**TASK GOAL:** Your answer must be every line of the data that holds the string "zoomend".

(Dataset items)
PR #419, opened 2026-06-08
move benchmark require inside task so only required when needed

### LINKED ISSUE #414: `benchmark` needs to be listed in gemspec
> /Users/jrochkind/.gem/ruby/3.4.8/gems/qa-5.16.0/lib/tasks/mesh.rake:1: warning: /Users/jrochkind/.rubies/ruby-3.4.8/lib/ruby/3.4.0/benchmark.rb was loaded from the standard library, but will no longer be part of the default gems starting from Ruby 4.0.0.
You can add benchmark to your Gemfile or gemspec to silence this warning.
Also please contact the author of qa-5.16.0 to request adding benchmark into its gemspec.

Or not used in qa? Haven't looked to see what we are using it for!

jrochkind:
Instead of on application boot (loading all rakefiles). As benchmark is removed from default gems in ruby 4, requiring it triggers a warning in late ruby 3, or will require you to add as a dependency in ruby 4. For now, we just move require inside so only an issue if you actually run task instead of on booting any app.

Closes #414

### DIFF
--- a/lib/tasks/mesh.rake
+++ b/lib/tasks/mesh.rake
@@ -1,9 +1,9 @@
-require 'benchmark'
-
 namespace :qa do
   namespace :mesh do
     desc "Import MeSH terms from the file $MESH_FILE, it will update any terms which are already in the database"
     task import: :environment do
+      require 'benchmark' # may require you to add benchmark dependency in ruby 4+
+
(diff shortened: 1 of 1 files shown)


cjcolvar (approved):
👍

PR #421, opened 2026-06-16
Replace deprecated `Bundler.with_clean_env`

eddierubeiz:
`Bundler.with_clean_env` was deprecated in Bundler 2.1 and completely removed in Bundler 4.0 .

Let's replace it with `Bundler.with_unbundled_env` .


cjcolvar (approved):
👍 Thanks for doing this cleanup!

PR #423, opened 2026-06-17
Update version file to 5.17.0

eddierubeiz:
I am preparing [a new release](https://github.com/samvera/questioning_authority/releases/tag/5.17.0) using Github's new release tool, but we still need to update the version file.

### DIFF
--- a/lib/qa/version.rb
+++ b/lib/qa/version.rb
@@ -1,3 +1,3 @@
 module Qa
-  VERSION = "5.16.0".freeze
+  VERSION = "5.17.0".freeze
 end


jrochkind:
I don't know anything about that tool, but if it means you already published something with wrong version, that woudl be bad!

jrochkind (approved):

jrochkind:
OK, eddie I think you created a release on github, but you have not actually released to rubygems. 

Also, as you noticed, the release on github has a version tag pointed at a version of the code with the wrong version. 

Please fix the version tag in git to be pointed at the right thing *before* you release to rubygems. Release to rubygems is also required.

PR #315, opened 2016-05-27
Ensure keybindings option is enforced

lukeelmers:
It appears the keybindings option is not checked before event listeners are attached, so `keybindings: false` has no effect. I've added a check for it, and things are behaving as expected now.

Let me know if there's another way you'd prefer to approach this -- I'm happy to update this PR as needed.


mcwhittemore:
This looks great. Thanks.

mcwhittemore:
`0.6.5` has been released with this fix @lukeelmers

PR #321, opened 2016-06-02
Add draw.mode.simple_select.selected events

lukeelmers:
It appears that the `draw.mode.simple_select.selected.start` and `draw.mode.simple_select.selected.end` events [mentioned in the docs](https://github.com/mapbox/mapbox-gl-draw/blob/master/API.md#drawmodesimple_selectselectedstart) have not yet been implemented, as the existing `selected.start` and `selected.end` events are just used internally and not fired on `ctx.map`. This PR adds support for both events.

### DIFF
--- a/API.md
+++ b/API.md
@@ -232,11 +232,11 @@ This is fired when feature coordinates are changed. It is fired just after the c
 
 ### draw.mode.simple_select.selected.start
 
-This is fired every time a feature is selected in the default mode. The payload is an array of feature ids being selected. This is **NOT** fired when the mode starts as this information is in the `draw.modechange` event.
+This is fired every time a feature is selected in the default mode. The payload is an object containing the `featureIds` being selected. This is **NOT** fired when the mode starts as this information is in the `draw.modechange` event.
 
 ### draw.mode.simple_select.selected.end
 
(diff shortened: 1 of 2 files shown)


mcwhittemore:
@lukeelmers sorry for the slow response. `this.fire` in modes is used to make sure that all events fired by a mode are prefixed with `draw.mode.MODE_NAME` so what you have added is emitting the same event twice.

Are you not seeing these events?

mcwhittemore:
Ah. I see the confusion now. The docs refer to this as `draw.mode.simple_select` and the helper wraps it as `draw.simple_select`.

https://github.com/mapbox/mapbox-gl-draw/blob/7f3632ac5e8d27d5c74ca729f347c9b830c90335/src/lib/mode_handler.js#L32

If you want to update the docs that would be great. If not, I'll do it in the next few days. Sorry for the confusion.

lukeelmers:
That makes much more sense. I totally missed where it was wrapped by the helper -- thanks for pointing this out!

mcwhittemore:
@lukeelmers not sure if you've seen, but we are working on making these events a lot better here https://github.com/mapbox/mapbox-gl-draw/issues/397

* * *

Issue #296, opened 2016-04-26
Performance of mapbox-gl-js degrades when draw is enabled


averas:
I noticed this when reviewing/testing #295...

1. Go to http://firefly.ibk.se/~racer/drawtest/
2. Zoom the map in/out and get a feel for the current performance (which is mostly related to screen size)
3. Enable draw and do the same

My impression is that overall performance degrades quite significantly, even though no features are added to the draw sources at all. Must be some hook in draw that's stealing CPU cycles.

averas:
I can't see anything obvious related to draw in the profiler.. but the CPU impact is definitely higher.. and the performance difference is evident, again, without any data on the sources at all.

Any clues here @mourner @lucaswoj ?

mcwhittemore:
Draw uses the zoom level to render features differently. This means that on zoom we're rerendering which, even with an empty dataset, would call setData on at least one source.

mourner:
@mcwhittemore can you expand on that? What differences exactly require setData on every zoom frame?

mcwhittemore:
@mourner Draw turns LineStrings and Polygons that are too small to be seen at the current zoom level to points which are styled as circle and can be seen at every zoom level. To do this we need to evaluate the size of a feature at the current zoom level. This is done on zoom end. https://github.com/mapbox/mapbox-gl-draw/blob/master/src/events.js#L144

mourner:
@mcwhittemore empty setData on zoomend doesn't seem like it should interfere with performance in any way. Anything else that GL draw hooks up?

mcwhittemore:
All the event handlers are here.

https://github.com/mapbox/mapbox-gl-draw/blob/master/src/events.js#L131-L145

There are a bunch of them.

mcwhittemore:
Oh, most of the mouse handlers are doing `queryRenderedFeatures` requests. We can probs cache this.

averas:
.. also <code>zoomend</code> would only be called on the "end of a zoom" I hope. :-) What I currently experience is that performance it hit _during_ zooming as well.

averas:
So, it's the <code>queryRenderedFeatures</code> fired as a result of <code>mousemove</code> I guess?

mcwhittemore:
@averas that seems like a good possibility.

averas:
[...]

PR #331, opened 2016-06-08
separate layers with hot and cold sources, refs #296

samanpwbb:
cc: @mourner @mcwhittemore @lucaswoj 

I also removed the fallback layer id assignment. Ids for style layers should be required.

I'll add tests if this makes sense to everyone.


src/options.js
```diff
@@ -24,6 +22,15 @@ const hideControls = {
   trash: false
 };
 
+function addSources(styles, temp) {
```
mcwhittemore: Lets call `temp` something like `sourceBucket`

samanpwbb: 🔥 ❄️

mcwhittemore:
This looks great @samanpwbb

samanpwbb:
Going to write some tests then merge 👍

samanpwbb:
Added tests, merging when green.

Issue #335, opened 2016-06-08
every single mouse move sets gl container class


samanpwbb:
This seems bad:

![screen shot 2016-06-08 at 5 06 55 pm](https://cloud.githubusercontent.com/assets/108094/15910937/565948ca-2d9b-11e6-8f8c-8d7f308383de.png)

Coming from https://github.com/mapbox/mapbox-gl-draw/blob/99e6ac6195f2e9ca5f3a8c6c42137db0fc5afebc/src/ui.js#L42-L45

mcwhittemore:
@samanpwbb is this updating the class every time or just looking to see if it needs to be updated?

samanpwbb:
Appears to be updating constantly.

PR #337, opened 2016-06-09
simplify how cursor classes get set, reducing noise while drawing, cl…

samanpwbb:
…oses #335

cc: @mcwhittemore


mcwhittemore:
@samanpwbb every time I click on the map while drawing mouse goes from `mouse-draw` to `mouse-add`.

--

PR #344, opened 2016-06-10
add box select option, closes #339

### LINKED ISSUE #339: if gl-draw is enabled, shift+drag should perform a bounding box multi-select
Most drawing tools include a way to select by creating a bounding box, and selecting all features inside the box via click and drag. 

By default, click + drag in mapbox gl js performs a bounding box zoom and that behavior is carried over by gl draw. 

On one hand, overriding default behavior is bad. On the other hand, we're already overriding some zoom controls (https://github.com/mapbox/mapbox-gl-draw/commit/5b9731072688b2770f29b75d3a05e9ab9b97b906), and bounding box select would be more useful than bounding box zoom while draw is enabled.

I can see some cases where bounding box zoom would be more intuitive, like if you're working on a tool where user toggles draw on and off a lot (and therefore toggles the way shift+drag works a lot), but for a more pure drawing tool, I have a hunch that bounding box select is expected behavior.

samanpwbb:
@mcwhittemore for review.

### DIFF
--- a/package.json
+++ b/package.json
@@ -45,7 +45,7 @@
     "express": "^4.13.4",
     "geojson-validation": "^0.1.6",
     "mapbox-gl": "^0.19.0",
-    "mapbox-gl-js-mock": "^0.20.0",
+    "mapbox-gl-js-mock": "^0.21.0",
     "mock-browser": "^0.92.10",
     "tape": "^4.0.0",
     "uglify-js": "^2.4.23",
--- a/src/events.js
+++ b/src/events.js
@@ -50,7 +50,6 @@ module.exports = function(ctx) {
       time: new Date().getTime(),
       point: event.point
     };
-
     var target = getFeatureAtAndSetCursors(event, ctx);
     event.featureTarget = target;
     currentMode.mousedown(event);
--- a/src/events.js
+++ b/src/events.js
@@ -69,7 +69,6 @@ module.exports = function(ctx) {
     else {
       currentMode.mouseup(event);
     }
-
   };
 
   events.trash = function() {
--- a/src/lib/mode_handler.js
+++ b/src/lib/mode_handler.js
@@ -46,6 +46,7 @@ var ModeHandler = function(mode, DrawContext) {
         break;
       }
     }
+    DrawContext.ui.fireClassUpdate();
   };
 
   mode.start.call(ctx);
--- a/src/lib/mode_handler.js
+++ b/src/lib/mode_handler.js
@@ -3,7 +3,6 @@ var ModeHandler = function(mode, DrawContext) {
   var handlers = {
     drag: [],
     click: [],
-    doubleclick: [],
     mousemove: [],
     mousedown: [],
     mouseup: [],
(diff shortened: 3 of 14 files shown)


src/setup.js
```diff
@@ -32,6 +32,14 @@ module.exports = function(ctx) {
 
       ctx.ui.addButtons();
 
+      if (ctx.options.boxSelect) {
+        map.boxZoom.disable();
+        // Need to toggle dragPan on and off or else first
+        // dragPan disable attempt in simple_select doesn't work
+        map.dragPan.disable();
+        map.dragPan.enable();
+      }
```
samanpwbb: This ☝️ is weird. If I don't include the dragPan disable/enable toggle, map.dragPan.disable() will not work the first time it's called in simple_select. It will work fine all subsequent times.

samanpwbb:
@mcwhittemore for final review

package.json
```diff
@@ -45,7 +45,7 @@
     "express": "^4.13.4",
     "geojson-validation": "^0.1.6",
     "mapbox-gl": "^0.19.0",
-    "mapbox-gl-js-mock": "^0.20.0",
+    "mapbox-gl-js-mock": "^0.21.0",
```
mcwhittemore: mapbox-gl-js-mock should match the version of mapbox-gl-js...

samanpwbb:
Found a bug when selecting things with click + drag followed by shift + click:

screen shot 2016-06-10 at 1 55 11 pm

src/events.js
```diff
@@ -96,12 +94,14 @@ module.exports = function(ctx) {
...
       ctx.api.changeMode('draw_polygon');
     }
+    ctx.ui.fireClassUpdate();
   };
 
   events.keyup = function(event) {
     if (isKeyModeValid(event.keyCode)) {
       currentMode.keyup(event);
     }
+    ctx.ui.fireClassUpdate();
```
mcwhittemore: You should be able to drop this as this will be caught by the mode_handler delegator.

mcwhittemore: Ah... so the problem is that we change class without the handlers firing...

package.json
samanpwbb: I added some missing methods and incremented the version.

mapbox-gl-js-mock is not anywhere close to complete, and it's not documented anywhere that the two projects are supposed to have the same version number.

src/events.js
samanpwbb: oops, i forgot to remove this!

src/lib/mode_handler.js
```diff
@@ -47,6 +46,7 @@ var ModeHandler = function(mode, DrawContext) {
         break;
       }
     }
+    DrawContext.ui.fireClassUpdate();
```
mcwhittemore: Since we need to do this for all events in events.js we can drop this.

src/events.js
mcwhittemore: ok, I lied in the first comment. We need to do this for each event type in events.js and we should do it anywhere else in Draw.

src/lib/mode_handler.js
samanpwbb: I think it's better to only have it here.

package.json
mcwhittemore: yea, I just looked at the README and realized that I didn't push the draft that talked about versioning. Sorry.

**TASK RESPONSE:**
@mcwhittemore empty setData on zoomend doesn't seem like it should interfere with performance in any way. Anything else that GL draw hooks up?
.. also <code>zoomend</code> would only be called on the "end of a zoom" I hope. :-) What I currently experience is that performance it hit _during_ zooming as well.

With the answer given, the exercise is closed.